YouTube announced Friday it will start flagging videos published by organizations that receive government funding.
Viewers will be able to see labels on videos from government-funded outlets above the video’s title on the page.
“News is an important and growing vertical for us and we want to be sure to get it right, helping to grow news and support news publishers on YouTube in a responsible way,” YouTube News senior product manager Geoff Samek said.
“This notice on publishers receiving public or government funding, though still in its early stages, not only carries forward our work in this area through 2017, but represents one of many more steps we will take throughout 2018 to improve how we deliver news content on YouTube.”
The move comes after online tech companies such as Facebook and Twitter received backlash on Capitol Hill for their handling of Russian propaganda in the 2016 presidential election.
The social media giants have been criticized by lawmakers for not revealing the extent of Russian activity on their platform meant to influence the election.
Despite YouTube’s efforts to combat the negative use of state media, U.S. broadcaster PBS has lashed out at the move.
“Labeling PBS a ‘publicly funded broadcaster’ is both vague and misleading,” a PBS spokesman said in a statement to The Washington Post.
“PBS and its member stations receive a small percentage of funding from the federal government; the majority of funding comes from private donations. More importantly, PBS is an independent, private, not-for-profit corporation, not a state broadcaster. YouTube’s proposed labeling could wrongly imply that the government has influence over PBS content, which is prohibited by statute. If YouTube’s intent is to create clarity and better understanding, this is a step in the wrong direction.”
Via The Hill Here is the announcement in full from YouTube:
Friday, February 2, 2018
A big goal for us in 2018 is to provide greater transparency across the board to our community of creators, advertisers, and viewers. In one small step towards that commitment, today we will start rolling out notices below videos uploaded by news broadcasters that receive some level of government or public funding. Our goal is to equip users with additional information to help them better understand the sources of news content that they choose to watch on YouTube.
We’re rolling out this feature to viewers in the U.S. for now, and we don’t expect it to be perfect. Users and publishers can give us feedback through the “send feedback” form. We plan to improve and expand the feature over time.
The notice will appear below the video, but above the video’s title, and include a link to Wikipedia so viewers can learn more about the news broadcaster. (see example below)

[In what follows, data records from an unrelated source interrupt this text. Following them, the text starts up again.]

PR #2271, opened 2023-11-29
run_sorter in container check json or pickle

### LINKED ISSUE #2261: AttributeError when setting docker=True in spikeinterface.sorters.run_sorter
Hello, I get a consistent error when I run the `run_sorter` function with `docker=True`. I have tried this with a number of sorters such as `'ironclust'`, `'kilosort3'`, `'mountainsort5'`, `'herdingspikes'` and I always get the same error. The same code works with local sorters such as `'spykingcircus2'` and `'tridesclous2'`. This is my first time using docker and docker desktop so this may not be a bug; the images seem to have pulled just fine though.

**1)** OS, IDE: windows 11, VS code.

**2)** spikeinterface version:  I have installed spikeinterface using the [windows conda yml file](https://github.com/SpikeInterface/spikeinterface/blob/main/installation_tips/full_spikeinterface_environment_windows.yml). Here is the full list of my environment packages [env.txt](https://github.com/SpikeInterface/spikeinterface/files/13465583/env.txt).

**3)** Python code:
```python
import spikeinterface.sorters as ss

test_recording, _ = se.toy_example(
    duration=30,
    seed=0,
    num_channels=32,
    num_segments=1,
    firing_rate=10,
    num_units=10,
)

sorter = 'kilosort3'
sorting = ss.run_sorter(sorter_name=sorter,
    recording=test_recording,
    output_folder=sorter+"_output",
    verbose=True,
    docker_image=True)
```

**4)** Error:

```python
File ...\site-packages\spikeinterface\sorters\runsorter.py:141, in run_sorter(sorter_name, recording, output_folder, remove_existing_folder, delete_output_folder, verbose, raise_error, docker_image, singularity_image, delete_container_files, with_output, **sorter_params)
    139         else:
    140             container_image = singularity_image
--> 141     return run_sorter_container(
    142         container_image=container_image,
    143         mode=mode,
...
    extractor = extractor_class(**new_kwargs)
File "/root/.local/lib/python3.9/site-packages/spikeinterface/core/numpyextractors.py", line 137, in __init__
    if spikes.size == 0:
AttributeError: 'list' object has no attribute 'size'
```

samuelgarcia:
run_sorter in container check json or pickle.

This close #2261.

### DIFF
--- a/src/spikeinterface/sorters/runsorter.py
+++ b/src/spikeinterface/sorters/runsorter.py
@@ -422,7 +422,7 @@ def run_sorter_container(
     elif recording.check_serializability("pickle"):
         (parent_folder / "in_container_recording.pickle").write_bytes(pickle.dumps(rec_dict))
     else:
-        raise RuntimeError("To use run_sorter with container the recording must serializable")
+        raise RuntimeError("To use run_sorter with container the recording must be serializable")
 
     # need to share specific parameters
     (parent_folder / "in_container_params.json").write_text(
--- a/src/spikeinterface/sorters/runsorter.py
+++ b/src/spikeinterface/sorters/runsorter.py
@@ -2,6 +2,7 @@ import shutil
 import os
 from pathlib import Path
 import json
+import pickle
 import platform
 from warnings import warn
 from typing import Optional, Union
@@ -414,9 +415,15 @@ def run_sorter_container(
 
     # create 3 files for communication with container
     # recording dict inside
-    (parent_folder / "in_container_recording.json").write_text(
-        json.dumps(check_json(rec_dict), indent=4), encoding="utf8"
-    )
+    if recording.check_serializability("json"):
+        (parent_folder / "in_container_recording.json").write_text(
+            json.dumps(check_json(rec_dict), indent=4), encoding="utf8"
+        )
+    elif recording.check_serializability("pickle"):
+        (parent_folder / "in_container_recording.pickle").write_bytes(pickle.dumps(rec_dict))
+    else:
+        raise RuntimeError("To use run_sorter with container the recording must serializable")
+
     # need to share specific parameters
     (parent_folder / "in_container_params.json").write_text(
         json.dumps(check_json(sorter_params), indent=4), encoding="utf8"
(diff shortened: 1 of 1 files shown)


src/spikeinterface/sorters/runsorter.py
```diff
@@ -414,9 +415,15 @@ def run_sorter_container(
...
-        json.dumps(check_json(rec_dict), indent=4), encoding="utf8"
-    )
+    if recording.check_serializability("json"):
+        (parent_folder / "in_container_recording.json").write_text(
+            json.dumps(check_json(rec_dict), indent=4), encoding="utf8"
+        )
+    elif recording.check_serializability("pickle"):
+        (parent_folder / "in_container_recording.pickle").write_bytes(pickle.dumps(rec_dict))
+    else:
+        raise RuntimeError("To use run_sorter with container the recording must serializable")
```
h-mayorquin, line 425:
```suggestion
        raise RuntimeError("To use run_sorter with container the recording must be serializable")
```

src/spikeinterface/sorters/runsorter.py
```diff
@@ -414,9 +415,15 @@ def run_sorter_container(
 
     # create 3 files for communication with container
     # recording dict inside
-    (parent_folder / "in_container_recording.json").write_text(
-        json.dumps(check_json(rec_dict), indent=4), encoding="utf8"
-    )
+    if recording.check_serializability("json"):
```
h-mayorquin, line 418: Not that it matters but there is a reason you are not using `recording.dump()` directly?

src/spikeinterface/sorters/runsorter.py
```diff
@@ -593,7 +606,10 @@ def run_sorter_container(
 
     # clean useless files
     if delete_container_files:
-        os.remove(parent_folder / "in_container_recording.json")
+        if (parent_folder / "in_container_recording.json").exists():
+            os.remove(parent_folder / "in_container_recording.json")
```
h-mayorquin, line 610: Good that this happens inside the container so we don't have to worry about windows immediate delete error.

h-mayorquin (approved):
This looks good to me. It will make testing recording easier.

In fact, given that this dumped recorders are erased at the end would it not be better to just dump them to pickle all the time for the performance gain?

On a second thought, probably not good to mess with was is mostly working without profiling or a good reason.

src/spikeinterface/sorters/runsorter.py
alejoe91: @h-mayorquin this is actually happening on the host machine! So I'm in favor of the additional protection :)

alejoe91 (approved):

alejoe91:
@samuelgarcia this looks good to me!

src/spikeinterface/sorters/runsorter.py
samuelgarcia: @h-mayorquin also want to change this but not in this PR because it imply some path handling and relative_to refactroing.

h-mayorquin: Yes, that makes sense. I was not suggesting that we should do that here. I was asking questions to my benefit and understanding.

This is what I want to convey when I approve a PR but then add comments: "This is good and I think is fine as it is  but what about this or that now that we are on the topic"

In this case it was mere curiosity. Thanks for engaging with me guys.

News is an important and growing vertical for us and we want to be sure to get it right, helping to grow news and support news publishers on YouTube in a responsible way. This work follows a series of changes we made throughout 2017 to better surface authoritative news content. In 2017, we launched a “Breaking News” shelf on the home page to prominently surface news after a major event and a “Top News” shelf in YouTube search results to highlight news from authoritative sources for news-related queries.
This notice on publishers receiving public or government funding, though still in its early stages, not only carries forward our work in this area through 2017, but represents one of many more steps we will take throughout 2018 to improve how we deliver news content on YouTube.

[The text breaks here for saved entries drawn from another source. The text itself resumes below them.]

PR #2276, opened 2023-11-30
Circus2 params + various enhancements

yger:
Enhance the documentation for circus 2, but not really sure how much should be written in the _params_description. I'll create a circus 2 specific documentation in the future. In addition, adds the possibility to only export multi units activity quickly (avoiding clustering+template matching), and to chose the matching engine properly


src/spikeinterface/sorters/internal/spyking_circus2.py
```diff
@@ -30,17 +30,49 @@ class Spykingcircus2Sorter(ComponentsBasedSorter):
...
+        "multi_units_only": "Boolean to get only multi units activity (i.e. one template per electrode)",
+        "job_kwargs": "A dictionnary to specify how many jobs and which parameters they should used",
+        "debug": "Boolean to specify if internal datastructure should be kept for debugging",
+    }
+
+    sorter_description = """Spyking Circus 2 is a rewritting of Spyking Circus, within the SpikeInterface framework
+    It uses a more conservative clustering (compared to Spyking Circus) less prone to hallucinate units and/or find noise.
+    In addition, it also uses a full Orthogonal Matching Pursuit engine to reconstruct the traces, leading to more spikes
+    that can be discovered."""
+
```
zm711, line 75:
```suggestion
    _params_description = {
        "general": "A dictionary to describe how templates should be computed. User can define ms_before and ms_after (in ms) \
                                        and also the radius_um used to be considered during clustering",
        "waveforms": "A dictionary to be passed to all the calls to extract_waveforms that will be performed internally. Default is \
                                        to consider sparse waveforms",
        "filtering": "A dictionary for the high_pass filter to be used during preprocessing",
        "detection": "A dictionary for the peak detection node (locally_exclusive)",
        "selection": "A dictionary for the peak selection node. Default is to use smart_sampling_amplitudes, with a minimum of 20000 peak_sign\
                                         and 5000 peaks per electrode on average.",
        "clustering": "A dictionary to be provided to the clustering method. By default, random_projections is used, but if legacy is set to\
                            True, one other clustering called circus will be used, similar to the one used in Spyking Circus 1",
        "matching": "A dictionary to specify the matching engine used to recover spikes. The method default is circus-omp-svd, but other engines\
                                          can be used",
        "apply_preprocessing": "Boolean to specify whether circus 2 should preprocess the recording or not. If yes, then high_pass filtering + common\
                                                    median reference + zscore",
        "shared_memory": "Boolean to specify if the code should, as much as possible, use an internal data structure in memory (faster)",
        "multi_units_only": "Boolean to get only multi units activity (i.e. one template per electrode)",
        "job_kwargs": "A dictionary to specify how many jobs and which parameters they should used",
        "debug": "Boolean to specify if the internal data structure should be kept for debugging",
    }

    sorter_description = """Spyking Circus 2 is a rewriting of Spyking Circus, within the SpikeInterface framework
    It uses a more conservative clustering algorithm (compared to Spyking Circus), which is less prone to hallucinate units and/or find noise.
    In addition, it also uses a full Orthogonal Matching Pursuit engine to reconstruct the traces, leading to more spikes
    being discovered."""

```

Geoff Samek, Senior Product Manager YouTube News, recently watched “The Oxford comma’s unlikely origin.”
I find it hilarious that PBS objects to being labeled as being “funded in whole or in part by the American government”. The entity was created by an act of congress according to Wikipedia (based on the CPB financial reports):
The Corporation for Public Broadcasting (CPB) is an American privately owned non-profit corporation created in 1967 by an act of the United States Congress and funded by the federal government to promote and help support public broadcasting.
The CPB’s annual budget is composed almost entirely of an annual appropriation from Congress plus interest on those funds. 95 per cent of the corporation’s appropriation goes directly to content development, community services, and other local station and system needs.
For fiscal year 2014, its appropriation was US$445.5 million, including $500,000 in interest earned. The distribution of these funds was as follows:
- $222.78M for direct grants to local public television stations;
- $74.63M for television programming grants;
- $69.31M for direct grants to local public radio stations;
- $26.67M for PBS support;
- $22.84M for grants for radio programming and national program production and acquisition;
- $22.25M for CPB administrative costs;
- $7.00M for the Radio Program Fund.
Public broadcasting stations are funded by a combination of private donations from listeners and viewers, foundations and corporations. Funding for public television comes in roughly equal parts from government (at all levels) and the private sector.
PBS doesn’t seem to get the “funded in whole or in part by the American government” part. If YouTube makes an exception for their caterwauling “No fair!” then the whole YouTube labeling program will be moot.
One wonders if this labeling will extend to government funded climate propaganda. Surely things like this from PBS will be labeled on YouTube. But what about NOAA, NSIDC, and NASA GISS videos? One can only hope.